Dilute as well as concentrated nitric acid oxidises a number of compounds.

 

(1) Nitric acid oxidises hydrogen sulphide to sulphur.

dil HNO₃ :

3H₂S + 2 HNO₃ —–> 2 NO + 4 H₂O + 3S

 

Conc HNO₃

3H₂S + 2 HNO₃ —–> 2 NO₂ + 4 H₂O + S

 

(2) Nitric acid oxidises sulphur dioxide to sulphuric acid

dil HNO₃

3SO₂ + 2HNO₃ + 2H₂O —> 3 H₂SO₄ + 2 NO

 

conc. HNO₃

SO₂ + 2 HNO₃ ——-> H₂SO₄ + 2 NO₂

 

(3) Nitric acid oxidises ferrous sulphate to ferric sulphate

dil HNO₃

6FeSO₄ + 2HNO₃ +3H₂SO₄——> 3Fe₂(SO₄)₃ + 2NO + 4 H₂O

 

conc. HNO₃

2FeSO₄ + 2HNO₃ +3H₂SO₄——> 3Fe₂(SO₄)₃ + 2NO₂ + 4 H₂O

 

(4) Action on organic compounds

 

Nitric acid also reacts with organic compounds. 

For example: sucrose (cane sugar) is oxidised to oxalic acid by nitric acid.

C₁₂H₂₂ O₁₁ + 36 HNO₃ –> 6 (COOH)₂ + 36NO₂ + 23 H₂O

 

In the presence of sulphuric acid, nitric acid reacts with aromatic compounds forming nitro compounds. This process is called nitration.

For example: it reacts with benzene to form nitrobenzene.

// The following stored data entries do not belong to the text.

PR #684, opened 2022-06-21
Fix block timeout when starting a new chain from genesis

### LINKED ISSUE #683: Since v0.3.3 the standalone client halts after 1 block
The standalone client for the `v0.3.3` release just stops producing blocks after 1 block and increasingly consumes memory until the system runs out of memory. The bug was introduced somewhere between `v0.3.2` and `v0.3.3`

sea212:
closes #683 , the strategy is described in that issue and as comments in the code.

I decided to execute the timestamp check after the block-end-time based markets were processed, although logically the check would make more sense before those markets have been evaluated, since when the timestamp is still `0` we are still in the genesis block and no markets can exist. However, moving this check before the block-end-time based markets were processed will result in a massive amount of tests failing and in that the tester is always responsible to set the timestamp although it is irrelevant in the respective tests.

### DIFF
--- a/zrml/prediction-markets/src/lib.rs
+++ b/zrml/prediction-markets/src/lib.rs
@@ -1943,8 +1943,10 @@ mod pallet {
             // If we are at genesis the timestamp is 0. No market can exist, we skip the evaluation.
             // Without this check, new chains starting from genesis will hang up, since the loop
             // below will run over an interval of 0 to the current time frame.
+            // We check the block number and the timestamp, since technically the timestamp is
+            // undefined at genesis.
             let current_time_frame = Self::calculate_time_frame_of_moment(T::MarketCommons::now());
-            if current_time_frame == 0u64 {
+            if current_time_frame == 0 || now == T::BlockNumber::zero() {
                 return Ok(());
             }
 
--- a/zrml/prediction-markets/src/lib.rs
+++ b/zrml/prediction-markets/src/lib.rs
@@ -1930,17 +1930,23 @@ mod pallet {
                 Market<T::AccountId, T::BlockNumber, MomentOf<T>>,
             ) -> DispatchResult,
         {
+            // If we are at genesis the timestamp is 0. No market can exist, we skip the evaluation.
+            // Without this check, new chains starting from genesis will hang up, since the loop
+            // below will run over an interval of 0 to the current time frame.
+            let current_time_frame = Self::calculate_time_frame_of_moment(T::MarketCommons::now());
+            if current_time_frame == 0u64 { return Ok(()) }
+
             for market_id in MarketIdsPerCloseBlock::<T>::get(&now).iter() {
                 let market = T::MarketCommons::market(market_id)?;
                 mutation(market_id, market)?;
             }
-            MarketIdsPerCloseBlock::<T>::remove(&now);
 
-            let current_time_frame = Self::calculate_time_frame_of_moment(T::MarketCommons::now());
+            MarketIdsPerCloseBlock::<T>::remove(&now);
             // On first pass, we use current_time - 1 to ensure that the chain doesn't try to check
             // all time frames since epoch.
             let last_time_frame =
                 LastTimeFrame::<T>::get().unwrap_or_else(|| current_time_frame.saturating_sub(1));
+
             for time_frame in last_time_frame.saturating_add(1)..=current_time_frame {
                 for market_id in MarketIdsPerCloseTimeFrame::<T>::get(&time_frame).iter() {
                     let market = T::MarketCommons::market(market_id)?;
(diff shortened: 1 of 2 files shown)


zrml/prediction-markets/src/lib.rs
```diff
@@ -1934,20 +1937,30 @@ mod pallet {
...
+
             MarketIdsPerCloseBlock::<T>::remove(&now);
 
+            // If we are at genesis the timestamp is 0. No market can exist, we skip the evaluation.
+            // Without this check, new chains starting from genesis will hang up, since the loop
+            // below will run over an interval of 0 to the current time frame.
             let current_time_frame = Self::calculate_time_frame_of_moment(T::MarketCommons::now());
+            if current_time_frame == 0u64 {
+                return Ok(());
+            }
```
maltekliemann, line 1949: The API of `pallet-timestamp` states (https://github.com/paritytech/substrate/blob/aacc3e99c0750c3e6c851a8270dc2c4eebca3290/frame/timestamp/src/lib.rs#L297-L299):

> On genesis the time returned is not valid. 

So strictly speaking, this check relies on undefined behavior. Unless there's an argument against this, I think you should just check if the current block number is zero instead.

maltekliemann (changes requested):
Thanks for fixing my mistake! 😬

I'm putting _Request changes_. May seem like a nitpick, but I think we should at least discuss my suggestion.

Other than that, I wonder if there's a way to directly test that this bug won't occur again. For example: Set timestamp to zero, run to block 1, then set timestamp to 1,655,837,424,017 (that's right now) and then see if it returns immediately. If it takes too long, there's something broken. Sounds like a questionable test, but I thought I'd bring it up.

zrml/prediction-markets/src/lib.rs
sea212: That's a great suggestion!

sea212:
Had to commit one more fix for the test [d1503b1](https://github.com/zeitgeistpm/zeitgeist/pull/684/commits/d1503b154b660444ae298089b0efc580a344e929). Previously the storage was modified at `blocknumber = 0`, because `run_to_block(1)` executed `on_initialize` which in turn eventually jumped in `market_close_manager` with `blocknumber = 1`.

zrml/prediction-markets/src/tests.rs
```diff
@@ -916,19 +916,24 @@ fn market_close_manager_skips_the_genesis_block_with_timestamp_zero() {
...
         // Blocknumer != 0 and timestamp != 0
-        run_to_block(1);
-        assert_ok!(PredictionMarkets::market_close_manager(0, noop_mutation));
+        assert_ok!(PredictionMarkets::market_close_manager(1, noop_mutation));
         assert_eq!(
             LastTimeFrame::<Runtime>::get(),
             Some(Timestamp::now() / crate::TimeFrame::from(MILLISECS_PER_BLOCK))
         );
         assert!(LastTimeFrame::<Runtime>::get() != Some(0));
+        println!("{:?}", LastTimeFrame::<Runtime>::get())
```
maltekliemann, line 936:
```suggestion
```

zrml/prediction-markets/src/tests.rs
```diff
@@ -887,6 +887,55 @@ fn on_market_close_successfully_auto_closes_multiple_markets_after_stall() {
...
+        assert_ok!(PredictionMarkets::market_close_manager(1, noop_mutation));
+        assert_eq!(LastTimeFrame::<Runtime>::get(), None);
+
+        // Blocknumer = 0 and timestamp != 0
+        Timestamp::set_timestamp(end);
+        assert_ok!(PredictionMarkets::market_close_manager(0, noop_mutation));
+        assert_eq!(LastTimeFrame::<Runtime>::get(), None);
+
+        // Blocknumer != 0 and timestamp != 0
+        assert_ok!(PredictionMarkets::market_close_manager(1, noop_mutation));
```
vivekvpandya, line 930: How is this check relevant? IIUC this returns Ok(()) from noop_mutation and all other cases above are returned from newly added condition check in market_close_manager right ?

sea212: The first three checks ensure that no timestamp is stored at genesis or when it's zero. The blocknumber is also checked because the timestamp technically is undefined at genesis. The last check verifies that using a correct block number and timestamp results in storing the proper timestamp. The idea behind this is that a zero or undefined timestamp will never be stored within the storage `LastTimeFrame`, effectively avoiding block production stalling ranges from a zero/undefined timestamp to the next current valid timestamp within the range in: https://github.com/zeitgeistpm/zeitgeist/blob/6c0b74dc7078b51fd1426023a5174fb8058ee132/zrml/prediction-markets/src/lib.rs#L1946-L1955

maltekliemann (approved):
:thumbsup:

vivekvpandya (approved):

C₆H₆ + HNO₃ —-> C₆H₅NO₂ + H₂O

Similarly, phenol reacts with nitric acid in the presence of H₂SO₄ to give trinitrophenol (known as picric acid).

 

Nitric acid attacks proteins giving a yellow nitro compound known as xantho protein. Therefore, nitric acid stains skin and renders wool yellow.

 

Structure

Gaseous nitric acid has planar structure. Nitrate ion, NO₃¯ has also planar symmetrical structure 

 

 

Brown Ring test for NO₃¯ ion

Nitrates give brown ring test with Fe²⁺ ions in the presence of conc. H₂SO₄.This is based upon the tendency of Fe²⁺ to reduce nitrates to nitric oxide which reacts with Fe²⁺ to form a brown coloured complex.

 

The test is usually performed by adding dilute FeSO₄ solution to an aqueous solution containing NO₃¯ ion and then adding conc. H₂SO₄ slowly along the sides of the test tube. A brown ring at the interface between the solution and sulphuric acid indicates the presence of NO₃¯ ion.

 

3Fe²⁺ +NO₃¯ + 4 H⁺ —-> NO + 3Fe³⁺ + 2H₂O

Fe³⁺ + NO + 5 H₂O —-> [Fe(H₂O)₅ NO]²⁺

            Pentaaquanitrosyl iron (II) ion

Uses of Nitric Acid

 

(i) It is used in the manufacture of ammonium nitrate for fertilizers.

 

(ii) It is used in the manufacture of sulphuric acid by lead chamber process.

 

(iii) It is used in the manufacture of explosives such as trinitro toluene (TNT), nitroglycerine, picric acid, etc.

 

(iv) It is used in the manufacture of dyes, perfumes and silk.

 

(v) It is used for the manufacture of nitrates for use in explosive and pyrotechnics.

 

(vi) It is used in picking of stainless steel and etching of metals.

 

(vii) It is also used as an oxidiser in rocket fuels.

 

(viii) It is used in the purification of gold and silver as aqua regia.